Values are presented as median (interquartile range) or number (%).

BMI, body mass index; CT, computed tomography; eGFR, estimated glomerular filtration rate.

Table 2.

Distribution of T1 renal tumor patients by nephrectomy type and clinical stage for model training and validation

Variable Training set (n=657) Test set (n=166)
Nephrectomy type
 Radical nephrectomy 268 (40.8) 68 (41.0)
 Partial nephrectomy 389 (59.2) 98 (59.0)
Clinical stage
 T1a 373 (56.8) 90 (54.2)
 T1b 284 (43.2) 76 (45.8)
Recurrence after 5 years 16 (2.4) 4 (2.4)
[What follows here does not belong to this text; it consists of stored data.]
PR #5864, opened 2025-04-04
Set up support for AppTP blocklist experiments

GuiltyDolphin:
Task/Issue URL: https://app.asana.com/0/72649045549333/1209746219895489/f

### Description

Adds support for AppTP TDS A/B experiments via privacy configuration.

### Steps to test this PR

Automated tests:
- run the `AppTPBlockListInterceptorApiPluginTest.kt` file

Manual check:
1. Using the remote debugger, add in the `features` for `appTrackerProtection` in `android-override.json`:

```
                "tdsExperiment001": {
                    "state": "enabled",
                    "minSupportedVersion": 52240000,
                    "rollout": {
                        "steps": [
                            {
                                "percent": 100
                            }
                        ]
                    },
                    "settings": {
                        "controlUrl": "experiment/android-tds-a0.json",
                        "treatmentUrl": "experiment/android-tds-a1.json"
                    },
                    "cohorts": [
                        {
                            "name": "control",
                            "weight": 1
                        },
                        {
                            "name": "treatment",
                            "weight": 0
                        }
                    ]
                },
```

2. Reload the config
3. in AppTP dev settings, force load the blocklist then leave the settings page
4. in logcat, filter to `AppTP`, you should see the URL being rewritten (similar to screenshot)
5. change control value to 0 and treatment to 1, then verify you're seeing the URL rewritten as treatment

image


app-tracking-protection/vpn-impl/src/main/java/com/duckduckgo/mobile/android/vpn/blocklist/Blocklist.kt
```diff
@@ -0,0 +1,67 @@
...
+import com.duckduckgo.di.scopes.AppScope
+import com.duckduckgo.feature.toggles.api.FeatureTogglesInventory
+import com.duckduckgo.feature.toggles.api.Toggle
+import com.duckduckgo.feature.toggles.api.Toggle.State.CohortName
+
+@ContributesRemoteFeature(
+    scope = AppScope::class,
+    featureName = "appTrackerProtection",
+)
+interface BlockList {
```
aitorvs, line 30: Remove this class and add the new features into `AppTpRemoteFeatures`, already existing class for the `appTrackerProtection`

app-tracking-protection/vpn-impl/src/test/java/com/duckduckgo/mobile/android/vpn/blocklist/AppTPBlockListInterceptorApiPluginTest.kt
```diff
@@ -0,0 +1,267 @@
...
+    }
+
+    override suspend fun getAllTogglesForParent(name: String): List<Toggle> = withContext(dispatcherProvider.io()) {
+        return@withContext getAll().filter { it.featureName().parentName == name }
+    }
+
+    override suspend fun getAllActiveExperimentToggles(): List<Toggle> = withContext(dispatcherProvider.io()) {
+        return@withContext getAll().filter { it.getCohort() != null && it.isEnabled() }
+    }
+}
```
aitorvs, line 68: Remove, why do we need this?
I think you should be good just by mocking and whenever something called return whatever list of toggles you want.

app-tracking-protection/vpn-impl/src/test/java/com/duckduckgo/mobile/android/vpn/blocklist/AppTPBlockListInterceptorApiPluginTest.kt
```diff
@@ -0,0 +1,267 @@
...
+    private data class Config(
+        val treatmentUrl: String? = null,
+        val controlUrl: String? = null,
+        val nextUrl: String? = null,
+    )
+    private val configAdapter = moshi.adapter(Config::class.java)
+
+    private val pixel = mock<Pixel>()
+    private val sharedPreferencesProvider = mock<SharedPreferencesProvider>()
+    private val prefs = InMemorySharedPreferences()
```
aitorvs, line 91: Use FakeSharedPreferencesProvider from `data-store-test` instead. You'll need to `testImplementation` import `data-store-test`

app-tracking-protection/vpn-impl/src/main/java/com/duckduckgo/mobile/android/vpn/feature/AppTpRemoteFeatures.kt
```diff
@@ -55,6 +57,34 @@ interface AppTpRemoteFeatures {
 
     @DefaultValue(true)
     fun setSearchDomains(): Toggle // kill switch
+
+    // TODO: make it possible to dynamically specify experiments without having to specify up front (2025-04-03)
```
aitorvs, line 61: I think we can remove this TODO. We don't have plans to support this.

app-tracking-protection/vpn-impl/src/test/java/com/duckduckgo/mobile/android/vpn/blocklist/AppTPBlockListInterceptorApiPluginTest.kt
```diff
@@ -0,0 +1,239 @@
...
+        testBlockListFeature.atpTdsNextExperimentAnotherTest().setRawStoredState(makeExperiment())
+        checkEndpointIntercept("controlUrl", expectedResponseCode = 200)
+        verifyNoInteractions(pixel)
+    }
+
+    @Test
+    fun `when experiment request fails, sends failure pixel`() = runTest {
+        testBlockListFeature.atpTdsNextExperimentAnotherTest().setRawStoredState(makeExperiment())
+        checkEndpointIntercept("controlUrl", expectedResponseCode = 400)
+        verify(pixel).fire("experiment_metrics_atpTdsNextExperimentAnotherTest_control", mapOf("code" to "400"))
```
GuiltyDolphin, line 174: Hey @aitorvs

I'm having a bit of trouble getting this test to pass. I've tried adding advanceUntilIdle, runCurrent, and a delay, but the test doesn't seem to be picking up the firing pixel (I can see it in testing on a real device). Any tips?

Another option is to switch this to a regular pixel with the experiment name + group as parameters. Unfortunately, it looks like additional info like appVersion and atb gets added in that case, which we don't necessarily want (in the spirit of minimizing information). Is there a way to turn off those extra params?

GuiltyDolphin: I've removed the test as it isn't mandatory to have this tested, and I can see the pixel firing on the test device. Would be nice to have the test but if it's hard to get working we can skip.

app-tracking-protection/vpn-impl/src/main/java/com/duckduckgo/mobile/android/vpn/pixels/DeviceShieldPixels.kt
```diff
@@ -892,6 +934,14 @@ class RealDeviceShieldPixels @Inject constructor(
         firePixel(DeviceShieldPixelNames.APPTP_PPRO_UPSELL_REVOKED_INFO_LINK_CLICKED)
     }
 
+    override fun appTPBlocklistExperimentDownloadFailure(statusCode: Int) {
+        appCoroutineScope.launch(dispatcherProvider.io()) {
+            appTpTDSPixelsPlugin.didFailToDownloadTDS()?.getPixelDefinitions()?.forEach {
+                firePixel(it.pixelName, it.params.plus(mapOf("code" to statusCode.toString())))
```
marcosholgado, line 940: As said over MM, we can't add extra parameters to the existing ones. The way to do this would be:

Define new metrics for each error code you want to measure:

```
MetricsPixel(
                metric = "didFailToDownloadTDS",
                value = "500",
                toggle = activeToggle,
                conversionWindow = (0..5).map { ConversionWindow(lowerWindow = 0, upperWindow = it) },
            ),
 MetricsPixel(
                metric = "didFailToDownloadTDS",
                value = "400",
                toggle = activeToggle,
                conversionWindow = (0..5).map { ConversionWindow(lowerWindow = 0, upperWindow = it) },
            ),
```
Then add new functions to retrieve the correct MetricsPixel based on the value too

```
internal suspend fun AppTpTDSPixelsPlugin.didFailToDownloadTDS500Error(): MetricsPixel? {
    return this.getMetrics().firstOrNull { it.metric == "didFailToDownloadTDS" && it.value = "500"}
}
```

Finally before sending the metrics, check the error code and send the metric you want

```
override fun appTPBlocklistExperimentDownloadFailure(statusCode: Int) {
        appCoroutineScope.launch(dispatcherProvider.io()) {
            if (statusCode==500) {
              appTpTDSPixelsPlugin.didFailToDownloadTDS500Error()?.getPixelDefinitions()?.forEach {
                firePixel(it.pixelName, it.params)
            }
        }
    }
```

app-tracking-protection/vpn-impl/src/main/java/com/duckduckgo/mobile/android/vpn/feature/AppTpRemoteFeatures.kt
```diff
@@ -134,3 +179,80 @@ class AppTpRemoteFeaturesStore @Inject constructor(
         private const val PREFS_FILENAME = "com.duckduckgo.vpn.atp.remote.features.v1"
     }
 }
+
+@ContributesMultibinding(AppScope::class)
+class AppTpTDSPixelsPlugin @Inject constructor(private val inventory: FeatureTogglesInventory) : MetricsPixelPlugin {
+
+    override suspend fun getMetrics(): List<MetricsPixel> {
+        val activeToggle = inventory.activeAppTpTdsFlag() ?: return emptyList()
```
aitorvs, line 187: As this is doing disk IO I'd wrap it in `dispatchers.io()`. Probably you can wrap the entire function
```kotlin
override suspend fun getMetrics(): List<MetricsPixel> = withContext(dispatchers.io() {
  val activeToggle = ...
  return@withContext listOf(...)
}

```

app-tracking-protection/vpn-impl/src/main/java/com/duckduckgo/mobile/android/vpn/pixels/DeviceShieldPixels.kt
GuiltyDolphin: Switched to a standard pixel.

app-tracking-protection/vpn-impl/src/main/java/com/duckduckgo/mobile/android/vpn/cohort/CohortPixelInterceptor.kt
```diff
@@ -77,6 +77,7 @@ class CohortPixelInterceptor @Inject constructor(
             "m_atp_ev_cpu_usage_above_",
             "m_atp_unprotected_apps_bucket_",
             "m_atp_breakage_report",
+            "m_atp_tds_experiment_download_failed",
```
marcosholgado, line 80: I don't think this is the interceptor that you are looking for, I think you want `VpnPixelParamRemovalPlugin`

app-tracking-protection/vpn-impl/src/main/java/com/duckduckgo/mobile/android/vpn/blocklist/AppTPBlockListInterceptorApiPlugin.kt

Values are presented as number (%).

Table 3.

Performance comparison of machine learning models for predicting 5-year recurrence in patients with T1 renal tumors after nephrectomy

Model AUROC AUPRC Log-loss Recall Precision
General linear model 0.8426 0.0769 0.0992 0.0288 0.0999
Extreme gradient boosting (XGBoost) 0.8850 0.3790 0.1027 0.0252 0.0465
Gradient boosting machine 0.8488 0.1294 0.0989 0.0223 0.3175
Distributed random forest 0.6474 0.2817 0.2842 0.0000 0.4565
Deep learning 0.5679 0.0259 0.1539 0.0014 0.0014

AUROC, area under the receiver operating characteristic curve; AUPRC, area under the precision-recall curve.

Table 4.

Performance comparison of machine learning models for predicting 5-year eGFR in patients with T1 renal tumors after nephrectomy

Model RMSE train RMSE test R2 train R2 test Within ±5% of actual values Within ±10% of actual values
General linear model 10.831 12.700 0.688 0.694 26.51% 51.81%
Extreme gradient boosting (XGBoost) 8.125 12.636 0.825 0.697 22.89% 53.01%
Gradient boosting machine 7.886 12.892 0.835 0.684 26.51% 50.60%
Distributed random forest 12.158 12.780 0.607 0.690 24.10% 48.80%
Deep learning 8.420 13.697 0.812 0.644 23.49% 51.2%

eGFR, estimated glomerular filtration rate; RMSE, root mean square error.